Born into slavery on an Alabama plantation in 1853, Bill Traylor worked as a sharecropper for most of his life. But in 1928 he moved to Montgomery and changed his life, becoming a self-taught lyric painter of extraordinary ability and power. From 1936 to 1946, he sat on a street corner--old, ill, and homeless--and created well over 1,200 paintings.Collected and later promoted by Charles Shannon, a young Montgomery artist, his work received star placement in the Corcoran Gallery's 1982 exhibition "Black Folk Art in America." From then on, the spare and powerful "radical modernity" of Traylor's work helped place him among the rising stars of twentieth-century American artists. Most critics and art historians who analyze Traylor's paintings emphasize his extraordinary form and evaluate the content as either simple or enigmatic narratives of black life. In Painting a Hidden Life, historian Mechal Sobel's trenchant analysis reveals a previously unrecognized central core of meaning in Traylor's near-hidden symbolism--a call for retribution in response to acts of lynching and other violence toward blacks.

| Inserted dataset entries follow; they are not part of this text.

Issue #7009, opened 2021-10-12
Bizhawk@2.6.3 two persist folders are missing


satorope:
Two Bizhawk persist folders are missing.

NDS
melon (to save NDS firmware)

HUMORCE:
Confirmed

PR #7184, opened 2021-10-29
bizhawk: Persist 'NDS' and 'Melon' folders

HUMORCE:
close https://github.com/ScoopInstaller/Extras/issues/7009


pratikpc:
@HUMORCE  could you share some documentation confirming they are supposed to be persisted and compatible between versions?

HUMORCE:
only work for latest version is well

pratikpc:
@HUMORCE no I mean like for example with WinSCP, translations are separate based on versions and 3.5.1 translation is not assured to be compatible with 3.6

So wanted to verify if we face the same issue here? Like no docs say this issue exists right?

If no docs say this, we can merge it now

HUMORCE:
in the example you mentioned, winscp translations is not managed via scoop.
users need to manage these manually.

issaclin32 (approved):

PR #7195, opened 2021-10-30
Update cpu-z.json

RavenMacDaddy:
- Updates json to v1.98

### DIFF
--- a/bucket/cpu-z.json
+++ b/bucket/cpu-z.json
@@ -3,7 +3,7 @@
     "description": "System information software",
     "homepage": "https://www.cpuid.com/softwares/cpu-z.html",
     "license": "Freeware",
-    "url": "http://download.cpuid.com/cpu-z/cpu-z_1.98-en.zip",
+    "url": "https://download.cpuid.com/cpu-z/cpu-z_1.98-en.zip",
     "hash": "faea7cc753bb655f64121f32932f622f9064f8ce080de1f25d5e69d1e1a69474",
     "architecture": {
         "64bit": {
@@ -36,7 +36,8 @@
         }
     },
     "persist": "cpuz.ini",
+    "checkver": "Version ([\\d.]+) for windows",
     "autoupdate": {
-        "url": "http://download.cpuid.com/cpu-z/cpu-z_$version-en.zip"
+        "url": "https://download.cpuid.com/cpu-z/cpu-z_$version-en.zip"
     }
 }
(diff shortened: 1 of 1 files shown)


rashil2000:
`checkver` is missing

RavenMacDaddy:
Sadly it's always been missing.

Personally I don't understand how regex works.

Hopefully someone has expertise on that and can improve the manifest.

bucket/cpu-z.json
```diff
@@ -1,10 +1,10 @@
 {
-    "version": "1.96.1",
+    "version": "1.98",
     "description": "System information software",
     "homepage": "https://www.cpuid.com/softwares/cpu-z.html",
     "license": "Freeware",
-    "url": "http://download.cpuid.com/cpu-z/cpu-z_1.96-en.zip",
-    "hash": "c8445a136b2a63a356e558dfc6e500d625859f05afe36e75391e94f407382f61",
+    "url": "http://download.cpuid.com/cpu-z/cpu-z_1.98-en.zip",
```
pratikpc, line 6: Can we switch the URLs to https as well?

Both here and in autoupdate?

rashil2000:
You can specify `"checkver": "Version ([\\d.]+) for windows"`

pratikpc:
@rashil2000 I will create a PR for the same

Just checkver present.

Based on offline tests, it works

bucket/cpu-z.json
```diff
@@ -36,7 +36,8 @@
         }
     },
     "persist": "cpuz.ini",
+    "checkver": "Version ([\\d.]+) for windows",
     "autoupdate": {
-        "url": "http://download.cpuid.com/cpu-z/cpu-z_$version-en.zip"
+        "url": "https://download.cpuid.com/cpu-z/cpu-z_$version-en.zip"
     }
 }
```
pratikpc, line 43: I believe we need a new line at the end of file

RavenMacDaddy: There aren't any new brackets or errors on preview, shouldn't be needed normally in that case - or do you just mean an empty line?

pratikpc: Empty line

checkver.ps1 adds one to the end of file.

But I noticed a lot of files don't have them.

Let me check with /verify once

rashil2000 (approved):

bucket/cpu-z.json
pratikpc: Needs new line @RavenMacDaddy by the looks of it

RavenMacDaddy: Looking at both commits in edit mode there seems to be an empty line at the end, does there need to be two?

Drawing on historical records and oral histories, Sobel carefully explores the relationship between Traylor's life and his paintings and arrives at new interpretations of his art. From an interview with Traylor's great-granddaughter, Sobel learned that Traylor believed the Birmingham policemen who killed his son in 1929 in fact lynched him--a story that neither Traylor nor his family had previously disclosed. The trauma of this event, Sobel explains, propelled Traylor to find a way to voice his rage and spurred the creation of his powerful, mysterious visual language. Traylor's encoded paintings tell a vibrant, multilayered story of conjure power, sexual rivalry, and violence.
Revealing an extraordinarily diverse visual universe, the symbols in Traylor's paintings reflect the worlds he lived in between 1853 and 1949: the plantation conjure milieu into which he was born, the blues culture in which he matured, the world of Jim Crow he learned to secretly violate, and the Catholic values he adopted in his final years. From his African heritage, Traylor drew symbols not readily understood by whites. He mixed traditional African images with conjure signs, with symbols of black Baptists and Freemasons, and with images central to the hidden black protest movement--the cross and the lynching tree.
In this groundbreaking examination of an extraordinary artist, Sobel uncovers the internalized pain of several generations and traces the paths African Americans blazed long before the march down the Selma-Montgomery highway.